[Items from a data source]
§ §

PR #2600, opened 2021-09-22
possible race fix in Worker

eaxeax:
The variable m_count is being read and written concurrently, in theory it is necessary to fix this

### DIFF
--- a/src/backend/common/Worker.h
+++ b/src/backend/common/Worker.h
@@ -20,6 +20,9 @@
 #define XMRIG_WORKER_H
 
 
+#include <atomic>
+
+
 #include "backend/common/interfaces/IWorker.h"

§ §

→ **REQUIRED ACTION**: Set down nothing but the lines from the one containing "-20,6 +20,9 @@" through the end of the entries above, exactly as written, both ends counted.

→ **TASK RESPONSE**:
@@ -20,6 +20,9 @@
 #define XMRIG_WORKER_H
 
 
+#include <atomic>
+
+
 #include "backend/common/interfaces/IWorker.h"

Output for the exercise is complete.